— Problem statement —
The line containing "### Summary" marks the start, and the last line of the records below marks the end. Print that run exactly and nothing else.

— Stored data —

PR #17420, opened 2026-07-27
Fix agentbot embedded chat streaming envelope

euvre:
### Summary

The embedded/shared agent chat widget (agent "Embed into website") could not hold a conversation: messages stayed stuck on "Thinking"/"searching" with an empty answer.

— Solution —
### Summary

The embedded/shared agent chat widget (agent "Embed into website") could not hold a conversation: messages stayed stuck on "Thinking"/"searching" with an empty answer.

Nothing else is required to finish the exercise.